The White Sox played two games in Tucson today --
against Oakland at Tucson Electric Park, and
against Colorado at Hi Corbett Field. They won the former, lost the latter. Guess which one I went to?
After losing a 15-11 slugfest to the Rockies, my spring training record fell to 0-6.
The bright spot is that I got to see Mark Buehrle pitch, meaning I've seen all eight possibilities for the rotation over the five days I've been here. His line -- 4 IP, 6 ER, 6 H, 2 BB, 4 K -- wasn't as ugly as it looked.
Buehrle almost got a double play ball from Kazuo Matsui to end the inning, but Willy Taveras knocked out Alex Cintron's legs on the double play relay toss to extend the inning. After a walk, Ryan Spilborghs homered to tie the game at 4.
John Mabry had the other big shot off Buehrle, a two-run job in the fourth.
There are a couple reasons why I wasn't discouraged by his outing. One is that his fastball sizzled from where I sat, which was three rows up about 30 feet down the first-base line. Right-handed hitters had a hard time getting around on his inside fastballs, and it set up his offspeed stuff nicely for a couple of backwards K's. Hi Corbett doesn't have any visible radar guns, so I'm going off what I saw. At this point in the season, I'd rather his problems be location-based rather than velocity-based.
I'll tell you what was ugly -- Mike MacDougal's day. After
looking so dominant two days ago, MacDougal experienced a meltdown today. He walked the first guy he faced entering the fifth inning, and then went triple-double-single-single-walk to allow the Rockies to take the lead. But when he finally appeared to right himself by getting a chopper back to the mound with the bases loaded, instead of zipping it back to Toby Hall for a 1-2-3 double play, he lobbed it short-armed a few feet over Hall's head, allowing two more runs to score.

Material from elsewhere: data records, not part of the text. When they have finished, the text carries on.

PR #6004, opened 2026-04-30
feat(lambda): keep warm cron

rossmcewan:
- New cron that runs every x min (by default 0 so it doesn't run)
- Retrieves all environments created in the last 24 hours and publishes a message with env id, account id, and provisioned concurrency (default 1)
- these messages are picked up by a subscriber in jobs and the Lambda functions are pinged to wake up the required amount
- this is an attempt to resolve the cold start issues


packages/server/lib/crons/lambdaKeepWarm.ts
```diff
@@ -0,0 +1,71 @@
...
+
+export async function exec(): Promise<void> {
+    const since = new Date(Date.now() - TWENTY_FOUR_H_MS);
+
+    const rows = await db.readOnly
+        .select<{ account_id: number; id: number }[]>('_nango_environments.account_id', '_nango_environments.id')
+        .from<DBEnvironment>('_nango_environments')
+        .join('plans', 'plans.account_id', '_nango_environments.account_id')
+        .where('_nango_environments.deleted', false)
+        .where('_nango_environments.created_at', '>=', since)
```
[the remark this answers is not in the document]
rossmcewan: This is by design for now

TBonnin (commented):
do we really need this? it doesn't cover customers that create an account and only used it days later. It doesn't cover customers where POC last for more than a day. It looks like a hacky bandaid for something we don't even know has an impact

packages/server/lib/crons/lambdaKeepWarm.ts
```diff
@@ -0,0 +1,71 @@
...
+        .where('plans.lambda_tenant_isolation', true);
+
+    for (const row of rows) {
+        const res = await pubsub.publisher.publish({
+            subject: 'lambda_keep_warm',
+            type: 'lambda_keep_warm.invoke',
+            payload: {
+                accountId: row.account_id,
+                environmentId: row.id,
+                provisionedConcurrency: 1
```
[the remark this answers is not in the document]
rossmcewan: This is just the starting point - we will expand provisioned concurrency when we have a better mechanism for determining it per tenant.

packages/shared/lib/services/environment.service.ts
```diff
@@ -83,46 +115,51 @@ class EnvironmentService {
...
                 throw webhookKey.error;
             }
 
-            return environment;
+            return env;
         });
+
+        if (environment) {
+            await onNewEnvironment(trx, { accountId, environmentId: environment.id });
+        }
```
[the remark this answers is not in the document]
rossmcewan: I don't think this is a problem. It's very cheap and doesn't create any new resources.

packages/shared/lib/services/environment.service.ts
```diff
@@ -83,46 +115,51 @@ class EnvironmentService {
...
             if (webhookKey.isErr()) {
                 throw webhookKey.error;
             }
 
-            return environment;
+            return env;
         });
+
+        if (environment) {
+            await onNewEnvironment(trx, { accountId, environmentId: environment.id });
```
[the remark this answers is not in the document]
rossmcewan: I don't think this is a problem. It's very cheap and doesn't create any new resources.

packages/server/lib/crons/lambdaKeepWarm.ts
```diff
@@ -0,0 +1,99 @@
...
+        try {
+            logger.info('Starting');
+
+            const ttlMs = cronMinutes * 60 * 1000;
+            const lockKey = 'lock:lambdaKeepWarm:cron';
+
+            try {
+                lock = await locking.acquire(lockKey, ttlMs);
+            } catch {
+                logger.info('Could not acquire lock, skipping');
```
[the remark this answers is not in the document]
rossmcewan: This isn't a failure though - skipping is fine - it means another pod has acquired the lock

packages/shared/lib/services/environment.service.ts
```diff
@@ -16,8 +19,41 @@ import type { DBEnvironment, DBEnvironmentVariable, SdkLogger } from '@nangohq/t
 
 const TABLE = '_nango_environments';
 
+const envs = parseEnvs(ENVS);
+
 export const defaultEnvironments = [PROD_ENVIRONMENT_NAME, 'dev'];
 
+/** After an environment row exists (outer transaction may still be open). Publishes keep-warm when Lambda + plan tenant isolation are enabled. */
```
TBonnin, line 24: > outer transaction may still be open

Is that ok to invoke the keep-warm function when environment is actually not created?

packages/jobs/lib/processors/lambdaKeepWarm.processor.ts
```diff
@@ -0,0 +1,95 @@
...
+
+    const tenantId = getLambdaTenantIdFromAccountEnv(accountId, environmentId);
+    const n = Math.max(1, Math.floor(provisionedConcurrency));
+
+    const results = await Promise.all(Array.from({ length: n }, () => invokeLambdaReadinessCheckEvent({ functionArn: url, tenantId })));
+
+    for (const r of results) {
+        if (r.isErr()) {
+            report(new Error('lambda_keep_warm_invoke_failed', { cause: r.error }), { accountId, environmentId });
+            return;
```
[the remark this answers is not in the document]
TBonnin: also do we care about reporting only the first error?

packages/jobs/lib/runner/lambda.ts
```diff
@@ -38,6 +38,63 @@ const cloudwatchLogsClient = new CloudWatchLogsClient();
...
+    };
+    const command = new InvokeCommand({
+        FunctionName: params.functionArn,
+        Payload: JSON.stringify(readinessCheckRequest),
+        InvocationType: 'Event',
+        ...(params.tenantId !== undefined && { TenantId: params.tenantId })
+    });
+    try {
+        const response = await lambdaClient.send(command);
+        if (response.StatusCode !== 202 && response.StatusCode !== 200) {
```
TBonnin: can an `Event` invocation ever return a `200`?

packages/shared/lib/services/environment.service.ts
```diff
@@ -16,8 +19,41 @@ import type { DBEnvironment, DBEnvironmentVariable, SdkLogger } from '@nangohq/t
...
+async function onNewEnvironment(trx: Knex, { accountId, environmentId }: { accountId: number; environmentId: number }): Promise<void> {
+    try {
+        if (!envs.LAMBDA_ENABLED) {
+            return;
+        }
+        const planRes = await getPlan(trx, { accountId });
```
TBonnin, line 30: is the plan guaranteed to be created before the environment for new account?

packages/server/lib/crons/lambdaKeepWarm.ts
```diff
@@ -0,0 +1,99 @@
...
+            } catch (err) {
+                report(new Error('cron_failed_lambda_keep_warm', { cause: err }));
+            } finally {
+                metrics.duration(metrics.Types.CRON_LAMBDA_KEEP_WARM, Date.now() - start);
+                logger.info('✅ done');
+            }
+        })().catch((err: unknown) => {
+            logger.error('Failed to execute lambdaKeepWarm cron job');
+            report(new Error('cron_failed_lambda_keep_warm', { cause: err }));
+        });
```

Boone Logan came on after MacDougal got his first out via a strikeout and looked tough in his 2-1/3-inning outing. He didn't allow any more runs to score in the fifth, pitched around a Josh Fields error (it was a tough play -- funky spin off a shattered bat) starting off the sixth. In the seventh, Rob Mackowiak got Logan in and out of trouble when he horribly misjudged a dive in left field, giving Omar Quintanilla a chance for an inside-the-park homer. However, Mackowiak hit the cutoff man, and the throw beat Quintanilla just in time for Donny Lucy to tag him out.
Nick Masset finished the game in the loosest sense of the word, giving up all four of his runs with two outs in the ninth.
It's a shame the pitchers were so erratic, because this was the first time I actually saw a legitimate offense, and it was keyed by Eduardo Perez, who had an interesting day. He scored the Sox's first run when he singled, stole second (!!) and scored on Darin Erstad's two-out double. Perez also added two homers, one off righty Jason Hirsh with two outs, and the other in the ninth off lefty Tom Martin.
Rob Mackowiak had a two-out, two-run double off Denny Bautista, Jim Thome also launched a two-run shot and Andy Gonzalez hit his first homer of the spring. Alex Cintron was the only Sox starter to not reach base.
Thomas Collaro impressed me considerably for a guy I'd never heard of. He entered the game in the first inning after Luis Terrero fouled a ball off the inside of his knee, and turned an 0-1 count into a walk after fouling off a few pitches. He had two other hits before flying out to right. Not bad for a split-squad guy.
Photos may be coming later today, but videos will wait until tomorrow, since I have an early flight to catch.